» About this exercise
Copy every line below that has the word "struct" in it.

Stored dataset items
PR #1261, opened 2024-05-16
transcode,video: Add support for copying HLS input segments

victorges:
- [x] Unit  tests
- [x] Test on the box
- [x] Test on staging

### DIFF
--- a/Makefile
+++ b/Makefile
@@ -13,7 +13,7 @@ build:
 .PHONY: build-linux
 build-linux:
 	# Useful for cross-compiling from Mac for testing on an environment
-	env GOOS=linux GOARCH=amd64 go build -o "$(GO_BUILD_DIR)catalyst-api-linux" main.go
+	env GOOS=linux GOARCH=amd64 go build -ldflags="$(ldflags)" -o "$(GO_BUILD_DIR)catalyst-api-linux" main.go
 
 .PHONY: fmt
 fmt:
--- a/clients/broadcaster_remote.go
+++ b/clients/broadcaster_remote.go
@@ -63,7 +63,7 @@ func (c *RemoteBroadcasterClient) TranscodeSegmentWithRemoteBroadcaster(segment 
 		return TranscodeResult{}, fmt.Errorf("pickRandomBroadcaster failed %v", err)
 	}
 
-	return transcodeSegment(segment, sequenceNumber, durationMillis, broadcasterURL, manifestId, profiles, "")
+	return transcodeSegment(segment, sequenceNumber, durationMillis, broadcasterURL, manifestId, "")
 }
 
 // findBroadcaster contacts Livepeer API for a broadcaster to use if localBroadcaster is not defined
@@ -109,9 +109,13 @@ func CreateStream(c Credentials, streamName string, profiles []video.EncodedProf
 	if err != nil {
 		return "", fmt.Errorf("appending stream to api url %s: %v", c.CustomAPIURL, err)
 	}
-	// prepare payload
-	payload := createStreamPayload{Name: streamName}
-	payload.Profiles = append(payload.Profiles, profiles...)
+	if err := validateProfiles(profiles); err != nil {
+		return "", err
+	}
+	payload := createStreamPayload{
+		Name:     streamName,
+		Profiles: append([]video.EncodedProfile(nil), profiles...),
+	}
 	payloadBytes, err := json.Marshal(&payload)
 	if err != nil {
 		return "", fmt.Errorf("POST url=%s json encode error %v struct=%v", requestURL, err, payload)
--- a/transcode/transcode.go
+++ b/transcode/transcode.go
@@ -5,6 +5,7 @@ import (
 	"bytes"
 	"context"
 	"fmt"
+	"io"
 	"math"
 	"net/url"
 	"os"
@@ -74,8 +75,10 @@ func RunTranscodeProcess(transcodeRequest TranscodeSegmentRequest, streamName st
 
 	// transcodeProfiles are desired constraints for transcoding process
 	transcodeProfiles, err := video.SetTranscodeProfiles(inputInfo, transcodeRequest.Profiles)
-	if err != nil || len(transcodeProfiles) == 0 {
+	if err != nil {
 		return outputs, segmentsCount, fmt.Errorf("failed to set playback profiles: %w", err)
+	} else if len(transcodeProfiles) == 0 {
+		return outputs, segmentsCount, fmt.Errorf("no transcode profiles could be resolved")
 	}
 
 	// Download the "source" manifest that contains all the segments we'll be transcoding
@@ -499,7 +502,7 @@ func getHlsTargetURL(tsr TranscodeSegmentRequest) (*url.URL, error) {
 func transcodeSegment(
 	segment segmentInfo, streamName, manifestID string,
 	transcodeRequest TranscodeSegmentRequest,
-	transcodeProfiles []video.EncodedProfile,
+	encodedProfiles []video.EncodedProfile,
 	targetOSURL *url.URL,
 	transcodedStats []*video.RenditionStats,
 	renditionList *video.TRenditionList,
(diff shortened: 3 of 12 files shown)


transcode/transcode.go
```diff
@@ -507,37 +511,53 @@ func transcodeSegment(
...
 	err := backoff.Retry(func() error {
 		ctx, cancel := context.WithTimeout(context.Background(), clients.MaxCopyFileDuration)
 		defer cancel()
 		rc, err := clients.GetFile(ctx, transcodeRequest.RequestID, segment.Input.URL.String(), nil)
 		if err != nil {
 			return fmt.Errorf("failed to download source segment %q: %s", segment.Input, err)
 		}
+		defer rc.Close()
+
+		var r io.Reader = rc
```
emranemran, line 545: Maybe better to stick this block into a separate function so we can unit test it?

transcode/transcode.go
```diff
@@ -568,47 +605,57 @@ func transcodeSegment(
 	duration := time.Since(start)
 	metrics.Metrics.TranscodeSegmentDurationSec.Observe(duration.Seconds())
 
-	for _, transcodedSegment := range tr.Renditions {
-		renditionIndex := getProfileIndex(transcodeProfiles, transcodedSegment.Name)
-		if renditionIndex == -1 {
-			return fmt.Errorf("failed to find profile with name %q while parsing rendition segment", transcodedSegment.Name)
+	for renditionIndex, profile := range encodedProfiles {
```
emranemran, line 608: same here, pretty simple function but maybe better to break it up into a separate fcn to unit test?

emranemran:
Changes LGTM. One thing that wasn't clear to me was how the manifest for the copied source is handled. The output.m3u8 of a recording has files listed as `source/1.ts`etc so that will need to be modified in the output dir. I didn't see that being handled in the code.

video/profiles.go
```diff
@@ -147,7 +151,18 @@ func GenerateSingleProfileWithTargetParams(videoTrack InputTrack, videoProfile E
 	return profiles
 }
 
-func GetDefaultPlaybackProfiles(video InputTrack) ([]EncodedProfile, error) {
+func GetSourceCopyProfile(video InputTrack) EncodedProfile {
+	return EncodedProfile{
+		Copy:    true,
+		Name:    "source",
```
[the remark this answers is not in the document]
victorges: Sure

video/profiles.go
```diff
@@ -217,6 +236,10 @@ type EncodedProfile struct {
 	ColorDepth   int64  `json:"colorDepth,omitempty"`
 	ChromaFormat int64  `json:"chromaFormat,omitempty"`
 	Quality      uint   `json:"quality,omitempty"`
+	// Copy is a flag to indicate that the profile should be a copy of the input video, no transcoding required. Copying
+	// cannot be specified externally, but is automatically set when the input is in HLS format. This field is not
+	// supported on broadcasters trancode request, so should be used only for internal logic.
+	Copy bool `json:"-"`
```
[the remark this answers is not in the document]
victorges: If we leave it blank it will still be serialized when calling the broadcaster and it would likely explode cause the field doesn't exist (unless it doesn't validate that, but it's still wrong to send a non-existent field IMO).

We could use an `omitempty` instead, given we never send any `Copy: true` values to broadcasters (given that validation I added), but it feels unclear IMO. So `-` makes it clear that this field is never to be serialized (it's go's `json` way to ignore a field).

clients/broadcaster_remote.go
```diff
@@ -107,9 +107,13 @@ func CreateStream(c Credentials, streamName string, profiles []video.EncodedProf
 	if err != nil {
 		return "", fmt.Errorf("appending stream to api url %s: %v", c.CustomAPIURL, err)
 	}
-	// prepare payload
-	payload := createStreamPayload{Name: streamName}
-	payload.Profiles = append(payload.Profiles, profiles...)
+	if err := validateProfiles(profiles); err != nil {
```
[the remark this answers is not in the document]
victorges: Yeah, we will not send any profile. This is to catch coding errors, as copy profiles should never be sent to the broadcaster. If they are sent, this is a mistake like a "null reference exception". I think it would be misleading to make the filter here, as it could lead to behavioral bugs instead which might be harder to catch than if it consistently failed, for example. 

I could make this even more explicit by turning into a `panic` instead, but I think that would be too much. WDYT?

transcode/transcode.go
victorges: I think it's a little overkill since this is only 2 ifs, the complex/testable logic is inside `io.TeeReader` and `io.Copy` IMO. I definitely have a bias for too few tests tho, so I'll follow your suggestion anyway!

video/profiles.go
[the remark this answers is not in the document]
victorges: Let's continue this discussion on https://github.com/livepeer/catalyst-api/pull/1261#discussion_r1607518382

clients/broadcaster_remote.go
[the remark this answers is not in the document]
victorges: Will add unit test

Makefile
```diff
@@ -13,7 +13,7 @@ build:
 .PHONY: build-linux
 build-linux:
 	# Useful for cross-compiling from Mac for testing on an environment
-	env GOOS=linux GOARCH=amd64 go build -o "$(GO_BUILD_DIR)catalyst-api-linux" main.go
+	env GOOS=linux GOARCH=amd64 go build -ldflags="$(ldflags)" -o "$(GO_BUILD_DIR)catalyst-api-linux" main.go
```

» Solution to this exercise
 		return "", fmt.Errorf("POST url=%s json encode error %v struct=%v", requestURL, err, payload)
@@ -217,6 +236,10 @@ type EncodedProfile struct {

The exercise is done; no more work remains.